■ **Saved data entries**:
◆ ◆ ◆

PR #1456, opened 2025-04-09
fix an edge case where an `org_id` from 3scale matches multiple internal organizations in OCM AMS API

Bee-lee:
# Description
- there is an internal `org_id` used in the OCM AMS API which has to be retrieved from the `/organizations` endpoint.
- the `amsclient` module was implemented in a way that we always expected exactly one internal organization to be returned from the endpoint
- however a single external `org_id` (which we receive in the auth token from 3scale) can represent multiple internal `org_id`s in the OCM/AMS world. This might happen during an ownership/membership transfer, ensuring the user is not left in a state with no ID and can still access their data.
- it's also possible that the external `org_id` doesn't have an internal counterpart yet. This happens when a new account is created, 3scale and SSO are already aware of it, but OCM isn't.

Both of the described edge cases should be temporary, however both of them are ultimately fixable by the user or external systems, so our API shouldn't return 5xx. Any previously problematic `org_id` that I've tried is already working correctly (i.e. only returning one org).

This PR fixes both of these special cases.

Fixes # (issue)

## Type of change

- Documentation update

## Testing steps
`make before_commit` although golangci-lint is not behaving correctly locally.

## Checklist

### DIFF
--- a/amsclient/amsclient_test.go
+++ b/amsclient/amsclient_test.go
@@ -32,19 +32,26 @@ import (
 	"github.com/RedHatInsights/insights-results-smart-proxy/types"
 )
 
+// OCM SDK encodes URLs with escaped hex characters
+// %%2C means ,
+// %%3D means =
+// %%21 means !
+// %28%27 %27%29 means (' ')
 const (
 	organizationsSearchEndpoint = "api/accounts_mgmt/v1/organizations?fields=id%%2Cexternal_id&search=external_id+%%3D+{orgID}"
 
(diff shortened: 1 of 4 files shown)


amsclient/amsclient_test.go
```diff
@@ -139,6 +146,83 @@ func TestClusterForOrganization(t *testing.T) {
...
+		StatusCode: http.StatusOK,
+		Headers: map[string]string{
+			"Content-Type": "application/json",
+		},
+		Body: helpers.ToJSONString(testdata.OrganizationResponseNoID),
+	})
+
+	_, err = c.GetClustersForOrganization(testdata.ExternalOrgID, nil, []string{})
+	assert.Error(t, err)
+	/*
```
juandspy, line 169: is this a leftover?

Bee-lee: yes, my bad, fixed now.

Jakub007d (approved):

◆ ◆ ◆

■ **Your assignment**: Nothing in the records may change. Print all of them.

■ **Response to this exercise**:
PR #1456, opened 2025-04-09
fix an edge case where an `org_id` from 3scale matches multiple internal organizations in OCM AMS API

Bee-lee:
# Description
- there is an internal `org_id` used in the OCM AMS API which has to be retrieved from the `/organizations` endpoint.
- the `amsclient` module was implemented in a way that we always expected exactly one internal organization to be returned from the endpoint
- however a single external `org_id` (which we receive in the auth token from 3scale) can represent multiple internal `org_id`s in the OCM/AMS world. This might happen during an ownership/membership transfer, ensuring the user is not left in a state with no ID and can still access their data.
- it's also possible that the external `org_id` doesn't have an internal counterpart yet. This happens when a new account is created, 3scale and SSO are already aware of it, but OCM isn't.

Both of the described edge cases should be temporary, however both of them are ultimately fixable by the user or external systems, so our API shouldn't return 5xx. Any previously problematic `org_id` that I've tried is already working correctly (i.e. only returning one org).

This PR fixes both of these special cases.

Fixes # (issue)

## Type of change

- Documentation update

## Testing steps
`make before_commit` although golangci-lint is not behaving correctly locally.

## Checklist

### DIFF
--- a/amsclient/amsclient_test.go
+++ b/amsclient/amsclient_test.go
@@ -32,19 +32,26 @@ import (
 	"github.com/RedHatInsights/insights-results-smart-proxy/types"
 )
 
+// OCM SDK encodes URLs with escaped hex characters
+// %%2C means ,
+// %%3D means =
+// %%21 means !
+// %28%27 %27%29 means (' ')
 const (
 	organizationsSearchEndpoint = "api/accounts_mgmt/v1/organizations?fields=id%%2Cexternal_id&search=external_id+%%3D+{orgID}"
 
(diff shortened: 1 of 4 files shown)


amsclient/amsclient_test.go
```diff
@@ -139,6 +146,83 @@ func TestClusterForOrganization(t *testing.T) {
...
+		StatusCode: http.StatusOK,
+		Headers: map[string]string{
+			"Content-Type": "application/json",
+		},
+		Body: helpers.ToJSONString(testdata.OrganizationResponseNoID),
+	})
+
+	_, err = c.GetClustersForOrganization(testdata.ExternalOrgID, nil, []string{})
+	assert.Error(t, err)
+	/*
```
juandspy, line 169: is this a leftover?

Bee-lee: yes, my bad, fixed now.

Jakub007d (approved):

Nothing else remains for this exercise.